What a peace it was when it really came at last! Whatever life there was under that deadly blast of war had been attracted to the camps. The strong man who had lost his all turned soldier that he might be able to rob others in turn. The young girl, who in better times would have passed on to a life of honourable wedlock with some youth who had been the companion of her childhood in the sports around the village fountain, had turned aside, for very starvation, to a life of shame in the train of one or other of the armies by which her home had been made desolate. In the later years of the war it was known that a body of 40,000 fighting men drew along with it a loathsome following of no less than 140,000 men, women, and children, contributing nothing to the efficiency of the army, and all of them living at the expense of the miserable peasants who still contrived to hold on to their ruined fields. If these were to live, they must steal what yet remained to be stolen; they must devour, with the insatiable hunger of locusts, what yet remained to be devoured. And then, if sickness came, or wounds—and sickness was no infrequent visitor in those camps—what remained but misery or death? Nor was it much better with the soldiers themselves. No careful surgeons passed over the battle-field to save life or limb. No hospitals received the wounded to the tender nursing of loving, gentle hands. Recruits were to be bought cheaply, and it cost less to enrol a new soldier than to cure an old one.

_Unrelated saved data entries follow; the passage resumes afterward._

Issue #5347, opened 2026-06-17
Devices connected with protocol 3.4 randomly become Unavailable - 'Error': 'Check device key or version', 'Err': '914', 'Payload': None


yyoshii:
### Description

Hi,

i already made comments at the "old" ticket:
https://github.com/make-all/tuya-local/issues/5136#issuecomment-4723952535

bolderbast closed the old ticket with comment: "...So we'll re-test when Tuya Local 2026.6.2 is released, and open a new issue if it's not resolved..."

System:
Installation method: Home Assistant OS
Core: 2026.6.3
Supervisor: 2026.06.1
Operating System: 17.3
Frontend: 20260527.6
Tuya Local Version: 2026.6.2

I have got 6 Shutter devices (SMARTERCURRY Wlan Rolladenschalter).
4 Devices goes offline the first 12 hours after installing Tuya Local Version 2026.6.2.

To be sure that the problem is reproducible i powered off each device and powered the device on again yesterday afternoon.
In additional i restarted HomeAssistant.
Over night the entities of 3 devices are unavailable again.
"Rollade Wohnzimmer Rechts" - unavailable 
"Rollade WC" - unavailable 
"Rollade Treppenhaus" - Entities were unavailable and i powered off and on the device this morning and this should be visible in the logs too

The device can still be used by the official "SmartLife" / Tuya app.
Only Tuya Local is not working

If i read the log correct the device "Rollade WC" is working "2026-06-17 07:32:42.209" and get offline "2026-06-17 07:32:42.538":
Here is one example, in additional i added the logfile.

[HA_Logs_Local_Tuya.zip](https://github.com/user-attachments/files/29035060/HA_Logs_Local_Tuya.zip)

<details><summary>Details</summary>
<p>

```
2026-06-17 07:32:42.209 DEBUG (MainThread) [custom_components.tuya_local.device] Rollade WC received {"1": "stop", "2": 100, "7": false, "8": "forward", "full_poll": true}
2026-06-17 07:32:42.210 DEBUG (MainThread) [custom_components.tuya_local.helpers.device_config] Roller shutter: Mapped dps 3 value from None to Normal operation
2026-06-17 07:32:42.211 DEBUG (MainThread) [custom_components.tuya_local.helpers.device_config] Roller shutter: Mapped dps 8 value from forward to Forward
2026-06-17 07:32:42.264 DEBUG (SyncWorker_36) [tinytuya.core.XenonDevice] sending payload quick
[...]

Issue #4862, opened 2026-04-09
My Feyree EV charger stopped working (Failed to refresh device state for Feyree EV charger)


istaveren:
### Description

Sinds yesterday the EV charger is not displayed anymore in HA.

I have tried all kind of things like downgrade tuya-local and HA core. But didn't seem to help.

### Steps to reproduce

1. It was already installed
2. Look at the entities at Tuya Local
3. Configuration failed

### Expected behaviour

1. It is configured
2. Shows the values of the device like voltage, charger state etc.

### Additional context

I enabled debug level logging.
This is the result.

```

§ 2. Decrease of the population.

The losses of the civil population were almost incredible. In a certain district of Thuringia which was probably better off than the greater part of Germany, there were, before the war cloud burst, 1,717 houses standing in nineteen villages. In 1649, only 627 houses were left. And even of the houses which remained many were untenanted. The 1,717 houses had been inhabited by 1,773 families. Only 316 families could be found to occupy the 627 houses. Property fared still worse. In the same district 244 oxen alone remained of 1,402. Of 4,616 sheep, not one was left. Two centuries later the losses thus suffered were scarcely recovered.

§ 3. Moral decadence.

And, as is always the case, the physical decline of the population was accompanied by moral decadence. Men who had been accustomed to live by the strong arm, and men who had been accustomed to suffer all things from those who were strong, met one another, even in the days of peace, without that mutual respect which forms the basis of well-ordered life. Courts were crowded with feather-brained soldiers whose highest ambition was to bedeck themselves in a splendid uniform and to copy the latest fashion or folly which was in vogue at Paris or Versailles. In the country district a narrow-minded gentry, without knowledge or culture, domineered over all around, and strove to exact the uttermost farthing from the peasant in order to keep up the outward appearance of rank. The peasant whose father had been bullied by marauding soldiers dared not lift up his head against the exactions of the squire. The burden of the general impoverishment fell heavily upon his shoulders. The very pattern of the chairs on which he sat, of the vessels out of which he ate and drank, assumed a ruder appearance than they had borne before the war. In all ranks life was meaner, poorer, harder than it had been at the beginning of the century.

§ 4. Intellectual decline even before the war.

If much of all this was the result of the war, something was owing to causes antecedently at work. The German people in the beginning of the seventeenth century was plainly inferior to the German people in the beginning of the sixteenth century. During the whole course of the war Maximilian of Bavaria was the only man of German birth who rose to eminence, and even he did not attain the first rank. The destinies of the land of Luther and Göthe, of Frederick II. and Stein were decided by a few men of foreign birth. Wallenstein was a Slavonian, Tilly a Walloon, Gustavus a Swede, Richelieu a Frenchman. The penalty borne by a race which was unable to control individual vigour within the limits of a large and fruitful national life was that individual vigour itself died out.

§ 5. Difficulties inherited from early times.

We may well leave to those who like such tasks the work of piling up articles of accusation against this man or that, of discovering that the war was all the fault of Ferdinand, or all the fault of Frederick, as party feeling may lead them. Probably the most lenient judgment is also the truest one. With national and territorial institutions the mere chaos which they were, an amount of political intelligence was needed to set them right which would be rare in any country or in any age.